Crazy Indians Brotherhood deal in good deeds in Saskatoon

(Photo: Facebook / Crazy Indians Brotherhood)

A new chapter of the ‘Crazy Indians Brotherhood’ has formed in Saskatoon and their leather-clad members are certainly no ‘Sons of Anarchy.’

Rather than drugs and guns, the CIB deal in good deeds.

“We’re going to do lots for the community and show these younger people what it is to grow up here in Saskatoon and how to be a better man,” one of the founding members of the Saskatoon branch, Chris Martell, told CBC News.
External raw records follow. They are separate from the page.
Issue #1393, opened 2021-03-13
segfault merge operation


kemin711:
#### Are you using the latest version of [samtools](https://github.com/samtools/samtools/releases/latest) and [HTSlib](https://github.com/samtools/htslib/releases/latest)? If not, please specify.
(run `samtools --version`)
1.10

 #### Please describe your environment.
- OS Linux Centos and Ubuntu tested both OS
- machine architecture x86_64
- compiler gcc 9.2

#### Please specify the steps taken to generate the issue, the command you are running and the relevant output.
samtools merge out.bam in1.bam in2.bam
Segmentation fault

This happens regardless of other options -O BAM --thread 6

If using bamtools merge no problem.  If I convert the two input bam files into sam file, then samtools merge has no problems.
There must be something strange happened before this step.
I used bwamem2 mem did the alignment. That could be the reason. I have used samtools merge for a long time. only recently I see this. I will keep updating this bug. May compile the latest version to see, the bug is still there.

kemin711:
Recompile the latest version (1.11), still got segmentation fault.

kemin711:
Program received signal SIGSEGV, Segmentation fault.
0x0000555555573272 in finish_rg_pg ()
(gdb) bt
#0  0x0000555555573272 in finish_rg_pg ()
#1  0x0000555555576202 in trans_tbl_init ()
#2  0x000055555557bfdb in bam_merge_core2 ()
#3  0x000055555557dd9d in bam_merge ()
#4  0x00007ffff763b0b3 in __libc_start_main (main=0x55555555beb0 <main>, argc=7, argv=0x7fffffffdcd8, init=<optimized out>, 
    fini=<optimized out>, rtld_fini=<optimized out>, stack_end=0x7fffffffdcc8) at ../csu/libc-start.c:308
#5  0x000055555555c6ce in _start ()

kemin711:
(gdb) r merge -O BAM H009994_merged.bam H009994_pair.bam H009994_single.bam
Program received signal SIGSEGV, Segmentation fault.
0x0000555555573ce3 in kl_shift_hdrln (kl=0x0, d=0x7fffffffd7c0) at bam_sort.c:98
98	KLIST_INIT(hdrln, char*, hdrln_free_char)
(gdb) bt
#0  0x0000555555573ce3 in kl_shift_hdrln (kl=0x0, d=0x7fffffffd7c0) at bam_sort.c:98
[...]

PR #1394, opened 2021-03-14
Add missing samtools merge return code check

jmarshall:
This prevents a segfault in cases like #1393, though I don't know how the headers in that issue's input files have managed to get `NULL` from `trans_rg_pg()`.

### DIFF
--- a/NEWS
+++ b/NEWS
@@ -71,6 +71,9 @@ Release a.b
  * The documentation for `samtools depth -s` has been improved.
    Thanks to `@wulj2`. (#1355)
 
+ * Fixed a `samtools merge` segmentation fault when it failed to merge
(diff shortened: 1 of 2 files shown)


daviesrob:
Thanks.  I've taken the liberty of adding a NEWS item.

jmarshall:
This prevents the observed segfault, but there still appear to be failure routes through `trans_rg_pg()` that don't produce an error message. So I don't think this has fixed the underlying problem.

daviesrob:
Ok, I will remove the "fixed ..." bit.

jmarshall:
Cheers. Probably ought to credit Kemin Zhou for discovering the problem too.

daviesrob:
Adjusted.  Apologies for the force push.

jmarshall:
No apology needed :smile: :+1:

Despite their biker-gang appearance, the similarities between the CIB and organized crime ends there, the broadcaster reports.

The CIB was founded in 2007 and consider themselves a support group for Aboriginal and Metis men looking to put some distance between them and life in a gang, according to The Manitoban.
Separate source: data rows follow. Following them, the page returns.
Issue #1396, opened 2021-03-15
samtools ampliconstats - support for multi reference sequence genomes


ces:
samtools ampliconstats doesn't support multi reference sequence/contig genomes (known issue) but it would be really nice if could or if the lack of support was clearly documented and handled cleanly by the code (e.g. didn't seg fault).

[sanger only example data at /lustre/scratch117/sciops/team117/npg/ces/data/ampliconstats_multiseq/ ]

jkbonfield:
What does it mean to have multiple references for amplicon sequencing?  Our bed format doesn't have a contig name, so what do we want to do?

Do we need a new format with a ref+pos instead of just pos?  This isn't something I can change as it's not my format.

If not, do we want to have one bed file per reference and run the command multiple times specifying the appropriate bed and the chromosome we want to process in the BAM/CRAM?

jkbonfield:
My initial thought here was that the ampliconstats output would add an additional column per reference, eg instead of:

```
# AMPLICON	NUMBER	LEFT	RIGHT
AMPLICON	1	11-35,21-40	301-330
AMPLICON	2	261-275	441-460
AMPLICON	3	401-420	851-880,856-882
..
FREADS	file1	6	0	4
FREADS	file2	6	0	4
```

I'd have:

```
# AMPLICON	REF	NUMBER	LEFT	RIGHT
AMPLICON	r1	1	31-54	386-410
AMPLICON	r1	2	321-342	705-726
AMPLICON	r2	1	11-35,21-40	301-330
AMPLICON	r2	2	261-275	441-460
AMPLICON	r2	3	401-420	851-880,856-882
...
FREADS	file1	r1	5	1
FREADS	file1	r2	6	0	4
FREADS	file2	r1	5	1
FREADS	file2	r2	6	0	4
```

(And so on for all the types of data output.)

It occurs to me that maybe I'd want a single amplicon numbering across all refs.  Eg:

```
# AMPLICON	REF	NUMBER	LEFT	RIGHT
AMPLICON	r1	1	31-54	386-410
AMPLICON	r1	2	321-342	705-726
AMPLICON	r2	3	11-35,21-40	301-330
AMPLICON	r2	4	261-275	441-460
AMPLICON	r2	5	401-420	851-880,856-882
...
FREADS	file1	5	1	6	0	4
FREADS	file2	5	1	6	0	4
```

[...]

PR #1398, opened 2021-03-16
Add a check for multi-ref BED files in ampliconclip & ampliconstats.

jkbonfield:
(See #1396.  **This isn't a fix**, but it detects the problem and responds more gracefully than a crash.)

Long term we wish to make these cope, but for now we take a more
defensive approach by recognising the case where we would give
incorrect results.

This extends bed_pair_list_t with a fixed length buffer, which is a
temporary fudge.  It'll need something like the pooled string
allocator and a ref name pointer within bed_pair_t to properly deal
with multi-ref BEDs.

Ampliconstats now also has code to filter out any reads that are for
another chromosome, so if we have a multi-ref BAM and a single-ref BED
then it'll still work correctly.

### DIFF
--- a/NEWS
+++ b/NEWS
@@ -76,6 +76,12 @@ Release a.b
    header `@PG` records. Thanks to John Marshall.  (#1394; reported by
    Kemin Zhou in #1393)
 
+ * Ampliconclip and ampliconstats now guard against the BED file
+   containing more than one reference (chromosome) and fail when
+   found.  Adding proper support for multiple references will appear
+   later.  (#1398)
+
+
 Release 1.11 (22nd September 2020)
 ----------------------------------
 
--- a/bam_ampliconclip.c
+++ b/bam_ampliconclip.c
@@ -1,7 +1,7 @@
 /*  bam_ampliconclip.c -- loads amplicons from a BED file and cuts reads
                           from the 5' end.
 
-    Copyright (C) 2020 Genome Research Ltd.
+    Copyright (C) 2020-2021 Genome Research Ltd.
 
     Authors: Andrew Whitwham <aw7@sanger.ac.uk>
              Rob Davies <rmd+git@sanger.ac.uk>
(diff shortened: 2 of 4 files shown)


bam_ampliconclip.c
```diff
@@ -102,12 +104,23 @@ int load_bed_file_pairs(char *infile, int get_strand, int sort_by_pos,
         if (get_strand) {
             char strand;
 
-            if (sscanf(line.s, "%*s %"SCNd64" %"SCNd64" %*s %*s %c", &left, &right, &strand) != 3) {
+            if (sscanf(line.s, "%255s %"SCNd64" %"SCNd64" %*s %*s %c",
```
whitwham, line 107: So, there are two sscanf statements depending on whether the strand is being read or not.  Should both be changed to handle the ref name.

whitwham: Also, in my copyright police role, the years need changing.

jkbonfield: Probably yes - I didn't notice the second sscanf.  I'll do both.

daviesrob:
As well as the copyright date, could you add something to the NEWS file for this as well, please?

NEWS
```diff
@@ -76,6 +76,10 @@ Release a.b
    header `@PG` records. Thanks to John Marshall.  (#1394; reported by
    Kemin Zhou in #1393)
 
+ * Ampliconclip and ampliconstats now guard against the BED file
```
jmarshall, line 79: I am no ampli-expert, but what do you mean by “reference” here? GRCh37 vs 38? Or reference chromosomes, i.e., more than one different value in the CHROM column?

jkbonfield: Reference as it RNAME.    Terminology is such a mess!  SAM calls them references so that's what I used.  VCF calls them contigs.  I'm assuming from your comment that BED calls them chromosomes? :/

daviesrob:
Hmm, feeding `ampliconclip` a BED file with multiple references triggers a double free - [in load_bed_file_pairs()](https://github.com/samtools/samtools/blob/ec2c3da5/bam_ampliconclip.c#L190) then in [bam_clip()](https://github.com/samtools/samtools/blob/ec2c3da5/bam_ampliconclip.c#L860).  I think this is actually a pre-existing bug in ampliconclip, but now easier to trigger.  If the free in `load_bed_file_pairs()` is needed to avoid a memory leak in `ampliconstats`, setting it to NULL after would be the best fix.

jkbonfield:
Ok I've done that.

What it really needs is a create and destroy function so that the memory is handled by function calls rather than the callers doing it all manually.  However it was done in a bit of a rush at the time of writing, and we're in a rush now too as we don't want to hold up the release.

When we fix it to handle multiple refs we can refactor it more, but I'm hesitant to rush out a bunch of complex changes at the last minute.

daviesrob:
I think it's fine for now, thanks.

NEWS
jmarshall: Messy indeed :smile: Yep, the documents that have historically served as specs say stuff like “`chrom` — The name of the chromosome or scaffold”. (I reckon SAM calls them “reference sequences”, sometimes shortened to “references”.) Thanks for the clarification applied.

“It was done with the idea of basically helping ex-gang members get out of the gangs and start living a better life, like finding jobs,” a CIB member told the Winnipeg Free Press in 2013.

“A lot of us, when we got out of the penal system, we were forced back into our old way of life,” said another member who described it as a ‘revolving door’.

“Our main objective is to help those who cannot help themselves,” the group’s main Facebook page says. “We always watch our brothers’ backs and if one falls we all fall. We always get back up and become even stronger.”

The band of brothers gets their name from a former stereotype they look to reclaim.

“Crazy Indian, it was such a negative name,” CIB member Christopher Merazty told CBC News. “It was a name given to Aboriginal people dated back in the early time like ‘you crazy Indian’ or ‘you crazy drunken Indian’. So now we’re using this name to turn it into something positive.”

Membership isn’t exclusive to aboriginals nor is the brotherhood only focused on helping native communities.

Members across charters are currently collecting Halloween costumes for kids whose parents can’t afford them, organizing a charity steak night aimed at raising money to buy Christmas hampers, and often hand out paper bag lunches they’ve bought having pooled their own money together, according to CBC News.

“They seem pretty shocked when you walk up to them, they don’t know what they’re getting,” Justin Bird, who was recently homeless, told the broadcaster. “It means a lot to me… We can go to each other for help, you know, hang out, do stuff. It’s a brotherhood, you know?”